- Exercise material -
^^^^^^^^^^^^^^^^
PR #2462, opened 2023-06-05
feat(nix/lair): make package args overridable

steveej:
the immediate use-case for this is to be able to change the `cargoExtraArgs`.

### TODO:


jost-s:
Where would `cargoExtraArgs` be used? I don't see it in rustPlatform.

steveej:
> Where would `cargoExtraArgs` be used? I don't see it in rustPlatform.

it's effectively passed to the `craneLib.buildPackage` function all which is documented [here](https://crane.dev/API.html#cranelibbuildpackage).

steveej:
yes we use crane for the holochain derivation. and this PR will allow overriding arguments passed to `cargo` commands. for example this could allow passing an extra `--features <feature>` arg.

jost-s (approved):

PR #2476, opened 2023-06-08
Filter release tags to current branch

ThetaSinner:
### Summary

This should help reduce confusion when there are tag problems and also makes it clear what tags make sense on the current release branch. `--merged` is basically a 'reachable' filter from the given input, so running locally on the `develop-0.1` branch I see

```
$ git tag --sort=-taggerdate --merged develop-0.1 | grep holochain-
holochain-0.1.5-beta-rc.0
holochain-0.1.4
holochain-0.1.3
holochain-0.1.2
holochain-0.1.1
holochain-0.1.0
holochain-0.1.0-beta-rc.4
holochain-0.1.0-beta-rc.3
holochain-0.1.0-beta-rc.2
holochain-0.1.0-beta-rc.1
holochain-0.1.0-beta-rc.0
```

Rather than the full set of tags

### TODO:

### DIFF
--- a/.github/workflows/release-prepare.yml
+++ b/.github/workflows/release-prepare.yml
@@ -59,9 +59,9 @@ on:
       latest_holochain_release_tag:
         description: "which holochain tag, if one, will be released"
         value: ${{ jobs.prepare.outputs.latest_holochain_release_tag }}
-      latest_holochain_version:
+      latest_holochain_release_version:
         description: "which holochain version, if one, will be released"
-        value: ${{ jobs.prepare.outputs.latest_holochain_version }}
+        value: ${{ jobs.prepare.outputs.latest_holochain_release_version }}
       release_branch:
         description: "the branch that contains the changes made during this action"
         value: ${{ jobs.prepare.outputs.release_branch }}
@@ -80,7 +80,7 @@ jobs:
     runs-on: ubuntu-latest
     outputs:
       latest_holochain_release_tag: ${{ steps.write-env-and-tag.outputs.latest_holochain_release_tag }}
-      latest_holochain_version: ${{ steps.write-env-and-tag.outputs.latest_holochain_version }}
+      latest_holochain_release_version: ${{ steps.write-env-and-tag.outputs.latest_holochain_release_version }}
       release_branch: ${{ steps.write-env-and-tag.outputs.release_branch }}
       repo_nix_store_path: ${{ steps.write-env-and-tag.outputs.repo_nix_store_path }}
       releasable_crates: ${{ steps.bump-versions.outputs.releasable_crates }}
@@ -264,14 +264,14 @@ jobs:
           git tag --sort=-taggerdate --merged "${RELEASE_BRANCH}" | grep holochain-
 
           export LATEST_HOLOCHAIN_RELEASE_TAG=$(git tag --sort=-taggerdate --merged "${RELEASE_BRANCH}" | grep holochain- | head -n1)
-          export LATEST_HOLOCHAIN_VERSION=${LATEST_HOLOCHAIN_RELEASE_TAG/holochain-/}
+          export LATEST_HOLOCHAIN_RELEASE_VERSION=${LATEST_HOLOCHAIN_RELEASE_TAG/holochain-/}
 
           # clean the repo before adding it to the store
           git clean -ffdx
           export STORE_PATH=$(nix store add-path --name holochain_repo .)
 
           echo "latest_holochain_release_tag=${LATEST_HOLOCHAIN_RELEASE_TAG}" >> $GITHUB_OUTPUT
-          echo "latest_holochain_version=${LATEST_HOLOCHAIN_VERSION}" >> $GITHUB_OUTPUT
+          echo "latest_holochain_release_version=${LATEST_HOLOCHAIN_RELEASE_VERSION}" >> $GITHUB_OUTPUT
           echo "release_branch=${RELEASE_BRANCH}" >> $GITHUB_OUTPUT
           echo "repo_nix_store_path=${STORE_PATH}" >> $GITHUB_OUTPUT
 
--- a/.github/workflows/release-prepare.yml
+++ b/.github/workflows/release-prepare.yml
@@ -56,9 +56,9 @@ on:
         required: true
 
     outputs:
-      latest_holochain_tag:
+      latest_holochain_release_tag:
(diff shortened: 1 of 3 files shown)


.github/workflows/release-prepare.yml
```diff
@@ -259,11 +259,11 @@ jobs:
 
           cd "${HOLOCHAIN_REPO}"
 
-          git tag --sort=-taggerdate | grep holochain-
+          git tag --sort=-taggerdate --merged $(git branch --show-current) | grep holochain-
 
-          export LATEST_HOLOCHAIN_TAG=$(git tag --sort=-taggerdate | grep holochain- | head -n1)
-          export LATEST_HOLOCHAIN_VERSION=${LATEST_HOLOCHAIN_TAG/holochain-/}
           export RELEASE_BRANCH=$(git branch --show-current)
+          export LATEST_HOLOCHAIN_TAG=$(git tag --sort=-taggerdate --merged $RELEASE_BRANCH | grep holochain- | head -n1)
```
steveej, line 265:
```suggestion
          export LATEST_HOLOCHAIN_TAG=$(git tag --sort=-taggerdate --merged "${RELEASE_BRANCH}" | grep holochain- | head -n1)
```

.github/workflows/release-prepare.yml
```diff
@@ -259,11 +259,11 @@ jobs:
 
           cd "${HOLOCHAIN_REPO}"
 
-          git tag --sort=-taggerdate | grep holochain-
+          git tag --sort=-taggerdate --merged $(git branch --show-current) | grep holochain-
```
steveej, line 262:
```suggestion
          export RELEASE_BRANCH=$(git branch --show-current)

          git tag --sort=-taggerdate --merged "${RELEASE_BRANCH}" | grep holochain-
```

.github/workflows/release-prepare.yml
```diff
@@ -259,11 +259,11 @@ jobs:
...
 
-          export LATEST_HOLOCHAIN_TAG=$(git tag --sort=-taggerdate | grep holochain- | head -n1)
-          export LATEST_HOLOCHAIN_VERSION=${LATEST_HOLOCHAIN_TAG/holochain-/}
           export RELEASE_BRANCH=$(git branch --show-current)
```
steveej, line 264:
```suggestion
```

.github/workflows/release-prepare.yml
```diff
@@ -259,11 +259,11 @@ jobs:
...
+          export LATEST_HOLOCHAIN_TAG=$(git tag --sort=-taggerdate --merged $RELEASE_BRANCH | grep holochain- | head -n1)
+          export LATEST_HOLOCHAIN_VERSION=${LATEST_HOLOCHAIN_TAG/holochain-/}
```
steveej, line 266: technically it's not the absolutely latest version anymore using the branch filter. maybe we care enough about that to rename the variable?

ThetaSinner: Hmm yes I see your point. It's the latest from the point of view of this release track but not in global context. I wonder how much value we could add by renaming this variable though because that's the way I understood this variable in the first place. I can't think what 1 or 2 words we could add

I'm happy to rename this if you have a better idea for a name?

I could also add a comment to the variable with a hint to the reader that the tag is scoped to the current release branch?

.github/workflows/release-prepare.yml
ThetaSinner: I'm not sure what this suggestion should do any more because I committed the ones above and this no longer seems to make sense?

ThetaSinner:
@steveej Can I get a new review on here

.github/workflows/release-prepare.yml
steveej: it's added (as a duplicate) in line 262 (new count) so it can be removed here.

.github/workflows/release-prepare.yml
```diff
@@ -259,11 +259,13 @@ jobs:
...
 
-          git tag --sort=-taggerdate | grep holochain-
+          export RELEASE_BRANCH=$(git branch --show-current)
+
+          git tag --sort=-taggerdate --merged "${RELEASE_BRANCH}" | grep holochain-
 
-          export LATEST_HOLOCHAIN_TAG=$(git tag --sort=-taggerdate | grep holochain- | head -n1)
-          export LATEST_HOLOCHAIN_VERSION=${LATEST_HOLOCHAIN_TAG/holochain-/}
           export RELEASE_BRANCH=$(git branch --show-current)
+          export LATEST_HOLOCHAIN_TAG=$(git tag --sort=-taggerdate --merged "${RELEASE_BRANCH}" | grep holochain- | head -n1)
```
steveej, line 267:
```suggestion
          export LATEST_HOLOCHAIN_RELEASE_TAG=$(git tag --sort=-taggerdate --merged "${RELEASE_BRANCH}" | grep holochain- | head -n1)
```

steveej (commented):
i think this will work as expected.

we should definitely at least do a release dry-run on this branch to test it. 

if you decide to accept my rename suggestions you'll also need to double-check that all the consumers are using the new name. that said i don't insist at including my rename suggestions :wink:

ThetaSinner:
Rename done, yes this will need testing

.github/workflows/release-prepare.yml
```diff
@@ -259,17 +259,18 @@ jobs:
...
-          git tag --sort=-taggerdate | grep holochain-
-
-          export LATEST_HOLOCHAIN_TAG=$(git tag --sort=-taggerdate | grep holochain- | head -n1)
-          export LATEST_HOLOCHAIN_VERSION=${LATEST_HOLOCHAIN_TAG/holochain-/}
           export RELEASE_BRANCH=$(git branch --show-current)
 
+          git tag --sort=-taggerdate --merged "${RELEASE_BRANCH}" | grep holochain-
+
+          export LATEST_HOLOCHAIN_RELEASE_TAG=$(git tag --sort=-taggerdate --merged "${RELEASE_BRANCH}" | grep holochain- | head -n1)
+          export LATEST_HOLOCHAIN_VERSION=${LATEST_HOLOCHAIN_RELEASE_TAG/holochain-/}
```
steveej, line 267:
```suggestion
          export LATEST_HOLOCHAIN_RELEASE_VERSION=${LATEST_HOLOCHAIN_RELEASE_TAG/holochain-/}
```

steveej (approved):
^^^^^^^^^^^^^^^^
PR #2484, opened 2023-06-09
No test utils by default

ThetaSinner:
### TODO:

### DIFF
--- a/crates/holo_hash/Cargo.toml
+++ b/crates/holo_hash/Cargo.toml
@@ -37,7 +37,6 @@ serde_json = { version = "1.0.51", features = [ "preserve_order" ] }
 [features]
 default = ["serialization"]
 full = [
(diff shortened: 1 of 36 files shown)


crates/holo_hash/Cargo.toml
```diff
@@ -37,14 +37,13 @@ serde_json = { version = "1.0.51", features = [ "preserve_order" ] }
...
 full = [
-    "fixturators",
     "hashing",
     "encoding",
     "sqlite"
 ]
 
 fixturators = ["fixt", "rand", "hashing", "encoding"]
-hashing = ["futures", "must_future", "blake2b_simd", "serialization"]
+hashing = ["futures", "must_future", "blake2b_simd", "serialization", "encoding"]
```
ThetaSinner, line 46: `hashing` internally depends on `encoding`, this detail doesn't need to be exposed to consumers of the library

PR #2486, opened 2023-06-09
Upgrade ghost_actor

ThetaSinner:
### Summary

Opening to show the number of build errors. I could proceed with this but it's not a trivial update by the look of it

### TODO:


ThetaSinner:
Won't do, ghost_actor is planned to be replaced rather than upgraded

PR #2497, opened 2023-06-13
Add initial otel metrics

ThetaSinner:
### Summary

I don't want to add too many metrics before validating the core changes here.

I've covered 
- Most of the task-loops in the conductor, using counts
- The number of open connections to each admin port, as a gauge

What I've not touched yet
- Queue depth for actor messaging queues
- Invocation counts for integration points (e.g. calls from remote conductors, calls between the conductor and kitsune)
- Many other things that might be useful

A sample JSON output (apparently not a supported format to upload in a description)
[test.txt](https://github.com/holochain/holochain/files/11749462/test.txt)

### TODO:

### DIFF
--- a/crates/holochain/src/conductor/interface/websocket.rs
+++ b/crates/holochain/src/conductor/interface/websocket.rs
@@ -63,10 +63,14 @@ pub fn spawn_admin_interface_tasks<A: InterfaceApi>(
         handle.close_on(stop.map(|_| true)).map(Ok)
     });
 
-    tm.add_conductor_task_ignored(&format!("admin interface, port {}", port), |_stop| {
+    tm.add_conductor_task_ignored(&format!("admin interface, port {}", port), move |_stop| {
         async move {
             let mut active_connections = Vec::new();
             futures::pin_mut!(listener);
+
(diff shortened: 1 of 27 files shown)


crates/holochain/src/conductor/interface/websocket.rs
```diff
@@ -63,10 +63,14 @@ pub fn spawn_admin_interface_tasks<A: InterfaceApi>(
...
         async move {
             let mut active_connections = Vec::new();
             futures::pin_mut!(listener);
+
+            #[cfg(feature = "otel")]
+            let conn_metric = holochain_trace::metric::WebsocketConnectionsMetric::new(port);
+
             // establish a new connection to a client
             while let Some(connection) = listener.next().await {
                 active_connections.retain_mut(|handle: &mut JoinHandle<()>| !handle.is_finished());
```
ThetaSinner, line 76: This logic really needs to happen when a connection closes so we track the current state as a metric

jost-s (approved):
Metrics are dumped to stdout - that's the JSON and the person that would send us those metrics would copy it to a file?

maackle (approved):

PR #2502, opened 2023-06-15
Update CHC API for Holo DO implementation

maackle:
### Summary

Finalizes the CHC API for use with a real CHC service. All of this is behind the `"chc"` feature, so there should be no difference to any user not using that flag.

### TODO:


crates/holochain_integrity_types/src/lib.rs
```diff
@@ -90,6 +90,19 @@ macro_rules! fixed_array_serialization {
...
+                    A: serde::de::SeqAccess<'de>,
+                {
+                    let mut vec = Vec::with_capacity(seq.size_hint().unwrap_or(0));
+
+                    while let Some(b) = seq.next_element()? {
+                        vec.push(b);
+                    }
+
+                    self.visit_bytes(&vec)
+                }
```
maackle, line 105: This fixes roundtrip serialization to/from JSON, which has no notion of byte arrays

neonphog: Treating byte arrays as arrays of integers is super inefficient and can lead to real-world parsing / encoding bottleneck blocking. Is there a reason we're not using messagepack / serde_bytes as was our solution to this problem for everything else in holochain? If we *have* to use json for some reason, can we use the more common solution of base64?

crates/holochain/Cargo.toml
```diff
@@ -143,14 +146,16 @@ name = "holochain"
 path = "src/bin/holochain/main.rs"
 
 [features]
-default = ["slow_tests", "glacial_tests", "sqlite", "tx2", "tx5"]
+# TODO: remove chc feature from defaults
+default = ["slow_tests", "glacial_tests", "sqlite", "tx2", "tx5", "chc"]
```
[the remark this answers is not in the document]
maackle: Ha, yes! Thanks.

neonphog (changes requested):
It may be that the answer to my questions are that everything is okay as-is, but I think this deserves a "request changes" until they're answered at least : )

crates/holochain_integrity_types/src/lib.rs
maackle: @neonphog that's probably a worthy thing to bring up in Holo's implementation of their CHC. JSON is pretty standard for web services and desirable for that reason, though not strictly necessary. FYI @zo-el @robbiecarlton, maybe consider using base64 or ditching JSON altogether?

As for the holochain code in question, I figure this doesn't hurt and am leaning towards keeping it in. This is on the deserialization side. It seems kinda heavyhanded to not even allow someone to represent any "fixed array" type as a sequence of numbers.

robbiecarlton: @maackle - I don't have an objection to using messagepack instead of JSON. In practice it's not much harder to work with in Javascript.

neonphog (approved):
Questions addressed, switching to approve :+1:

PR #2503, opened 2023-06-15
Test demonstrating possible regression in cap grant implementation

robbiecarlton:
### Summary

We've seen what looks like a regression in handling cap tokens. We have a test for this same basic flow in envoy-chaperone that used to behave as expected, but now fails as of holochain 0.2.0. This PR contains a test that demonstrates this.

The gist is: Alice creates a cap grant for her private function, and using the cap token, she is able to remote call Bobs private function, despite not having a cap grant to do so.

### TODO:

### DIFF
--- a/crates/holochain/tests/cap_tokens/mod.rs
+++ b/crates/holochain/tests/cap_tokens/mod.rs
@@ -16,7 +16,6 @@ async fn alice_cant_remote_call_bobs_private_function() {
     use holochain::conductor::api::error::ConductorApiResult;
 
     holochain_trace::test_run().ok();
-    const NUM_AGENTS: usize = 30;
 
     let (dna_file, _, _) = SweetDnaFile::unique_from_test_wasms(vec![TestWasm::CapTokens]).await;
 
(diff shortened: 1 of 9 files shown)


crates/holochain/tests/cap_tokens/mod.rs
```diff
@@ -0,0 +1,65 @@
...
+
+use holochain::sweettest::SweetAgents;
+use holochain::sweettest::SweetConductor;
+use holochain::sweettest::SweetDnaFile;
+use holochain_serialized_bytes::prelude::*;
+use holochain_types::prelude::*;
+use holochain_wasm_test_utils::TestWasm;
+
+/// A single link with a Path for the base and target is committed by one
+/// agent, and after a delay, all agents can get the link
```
^^^^^^^^^^^^^^^^
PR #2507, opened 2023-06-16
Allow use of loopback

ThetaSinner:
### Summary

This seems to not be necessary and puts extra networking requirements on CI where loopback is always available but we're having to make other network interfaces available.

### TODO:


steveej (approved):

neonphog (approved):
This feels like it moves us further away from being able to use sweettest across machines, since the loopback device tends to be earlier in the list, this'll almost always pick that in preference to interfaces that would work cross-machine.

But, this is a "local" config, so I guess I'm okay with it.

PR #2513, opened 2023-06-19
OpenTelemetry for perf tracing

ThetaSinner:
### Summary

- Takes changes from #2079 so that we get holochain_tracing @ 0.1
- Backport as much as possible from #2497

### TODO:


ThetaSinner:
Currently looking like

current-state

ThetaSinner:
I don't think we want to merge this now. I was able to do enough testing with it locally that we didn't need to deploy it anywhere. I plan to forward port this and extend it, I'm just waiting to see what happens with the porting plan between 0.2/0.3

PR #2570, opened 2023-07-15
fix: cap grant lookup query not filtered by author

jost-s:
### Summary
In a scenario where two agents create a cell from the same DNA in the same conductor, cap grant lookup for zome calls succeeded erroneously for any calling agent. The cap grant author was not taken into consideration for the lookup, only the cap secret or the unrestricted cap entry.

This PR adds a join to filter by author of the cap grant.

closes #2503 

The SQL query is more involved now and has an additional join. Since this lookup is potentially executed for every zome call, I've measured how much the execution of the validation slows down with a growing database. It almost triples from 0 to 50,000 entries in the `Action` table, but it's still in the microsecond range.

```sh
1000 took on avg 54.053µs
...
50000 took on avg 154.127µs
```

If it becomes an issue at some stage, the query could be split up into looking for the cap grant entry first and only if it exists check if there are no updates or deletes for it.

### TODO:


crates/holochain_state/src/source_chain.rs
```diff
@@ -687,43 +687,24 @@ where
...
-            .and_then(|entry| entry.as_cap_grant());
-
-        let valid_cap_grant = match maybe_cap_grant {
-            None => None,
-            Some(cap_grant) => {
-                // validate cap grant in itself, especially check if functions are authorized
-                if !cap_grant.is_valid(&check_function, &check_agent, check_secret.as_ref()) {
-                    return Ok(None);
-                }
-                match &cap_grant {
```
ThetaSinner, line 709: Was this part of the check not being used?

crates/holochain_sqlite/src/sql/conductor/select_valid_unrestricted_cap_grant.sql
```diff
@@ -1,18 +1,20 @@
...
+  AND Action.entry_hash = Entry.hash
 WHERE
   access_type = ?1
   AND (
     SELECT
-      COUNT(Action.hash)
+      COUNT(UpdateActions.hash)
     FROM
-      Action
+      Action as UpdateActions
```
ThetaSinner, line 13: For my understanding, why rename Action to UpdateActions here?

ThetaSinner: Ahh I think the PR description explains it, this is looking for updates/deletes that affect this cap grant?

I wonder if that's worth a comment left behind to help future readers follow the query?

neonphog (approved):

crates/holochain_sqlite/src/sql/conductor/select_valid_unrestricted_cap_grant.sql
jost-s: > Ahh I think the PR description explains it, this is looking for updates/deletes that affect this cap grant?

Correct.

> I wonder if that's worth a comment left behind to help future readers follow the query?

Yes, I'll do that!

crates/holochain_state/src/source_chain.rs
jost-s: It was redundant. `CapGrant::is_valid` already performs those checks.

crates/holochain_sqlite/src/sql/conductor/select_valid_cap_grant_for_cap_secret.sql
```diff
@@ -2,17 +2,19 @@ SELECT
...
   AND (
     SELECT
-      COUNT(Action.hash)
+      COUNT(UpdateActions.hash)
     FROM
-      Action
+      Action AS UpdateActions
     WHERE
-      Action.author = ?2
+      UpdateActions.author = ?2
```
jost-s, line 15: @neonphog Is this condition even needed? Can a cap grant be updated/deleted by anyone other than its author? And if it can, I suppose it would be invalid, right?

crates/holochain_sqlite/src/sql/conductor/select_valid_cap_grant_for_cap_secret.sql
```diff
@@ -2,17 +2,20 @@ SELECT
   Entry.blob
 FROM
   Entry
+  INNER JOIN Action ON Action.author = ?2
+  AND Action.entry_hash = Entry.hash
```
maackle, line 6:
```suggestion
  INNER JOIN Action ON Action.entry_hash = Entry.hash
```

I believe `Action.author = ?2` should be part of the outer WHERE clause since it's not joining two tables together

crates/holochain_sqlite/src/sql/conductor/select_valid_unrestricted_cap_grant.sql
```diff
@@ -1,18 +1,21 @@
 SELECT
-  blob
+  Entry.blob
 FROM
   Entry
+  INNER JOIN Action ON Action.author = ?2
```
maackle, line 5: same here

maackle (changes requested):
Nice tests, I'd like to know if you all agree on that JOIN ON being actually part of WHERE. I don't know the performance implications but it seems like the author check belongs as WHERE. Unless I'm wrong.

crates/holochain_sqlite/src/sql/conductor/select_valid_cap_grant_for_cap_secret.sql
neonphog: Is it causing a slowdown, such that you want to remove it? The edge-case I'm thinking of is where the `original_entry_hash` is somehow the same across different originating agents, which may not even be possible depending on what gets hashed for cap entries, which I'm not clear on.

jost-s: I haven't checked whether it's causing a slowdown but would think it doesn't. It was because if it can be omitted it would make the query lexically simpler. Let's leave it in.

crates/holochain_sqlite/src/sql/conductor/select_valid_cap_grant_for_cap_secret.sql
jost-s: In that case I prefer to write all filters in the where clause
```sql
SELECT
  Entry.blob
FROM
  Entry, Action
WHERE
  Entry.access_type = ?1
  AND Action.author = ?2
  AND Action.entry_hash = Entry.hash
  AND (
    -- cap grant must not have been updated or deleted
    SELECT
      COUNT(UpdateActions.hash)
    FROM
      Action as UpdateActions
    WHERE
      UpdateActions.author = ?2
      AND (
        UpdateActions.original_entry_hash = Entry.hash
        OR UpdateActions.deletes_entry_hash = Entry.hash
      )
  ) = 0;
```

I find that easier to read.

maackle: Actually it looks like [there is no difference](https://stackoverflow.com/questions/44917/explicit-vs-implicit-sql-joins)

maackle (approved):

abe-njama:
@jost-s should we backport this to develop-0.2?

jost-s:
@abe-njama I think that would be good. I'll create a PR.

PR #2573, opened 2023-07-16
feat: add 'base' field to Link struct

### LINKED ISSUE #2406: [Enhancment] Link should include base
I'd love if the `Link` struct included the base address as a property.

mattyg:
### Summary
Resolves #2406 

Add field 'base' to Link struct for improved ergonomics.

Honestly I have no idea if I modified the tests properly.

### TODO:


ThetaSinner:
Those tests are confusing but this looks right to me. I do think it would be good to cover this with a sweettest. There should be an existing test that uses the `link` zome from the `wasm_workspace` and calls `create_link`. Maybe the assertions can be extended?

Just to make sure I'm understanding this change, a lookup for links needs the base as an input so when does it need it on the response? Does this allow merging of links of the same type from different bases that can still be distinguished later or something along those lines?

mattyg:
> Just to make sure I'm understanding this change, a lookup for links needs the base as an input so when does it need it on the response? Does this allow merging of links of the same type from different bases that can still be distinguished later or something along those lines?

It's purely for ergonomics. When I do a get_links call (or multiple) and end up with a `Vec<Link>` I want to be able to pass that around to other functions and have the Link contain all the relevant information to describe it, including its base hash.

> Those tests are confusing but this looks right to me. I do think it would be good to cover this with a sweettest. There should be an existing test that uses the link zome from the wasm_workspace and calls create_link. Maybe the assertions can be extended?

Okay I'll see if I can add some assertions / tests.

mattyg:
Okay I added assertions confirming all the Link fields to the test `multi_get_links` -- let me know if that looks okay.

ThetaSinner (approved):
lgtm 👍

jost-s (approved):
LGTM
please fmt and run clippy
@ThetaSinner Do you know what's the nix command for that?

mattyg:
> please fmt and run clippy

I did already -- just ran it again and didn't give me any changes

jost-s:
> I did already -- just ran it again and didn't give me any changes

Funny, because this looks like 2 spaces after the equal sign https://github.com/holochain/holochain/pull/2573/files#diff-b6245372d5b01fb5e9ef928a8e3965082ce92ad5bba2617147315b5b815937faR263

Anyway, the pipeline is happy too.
^^^^^^^^^^^^^^^^
- Exercise directions -
Look through the entries above for the word "again". Copy every line where it shows up.

- Result of the task -
I did already -- just ran it again and didn't give me any changes
> I did already -- just ran it again and didn't give me any changes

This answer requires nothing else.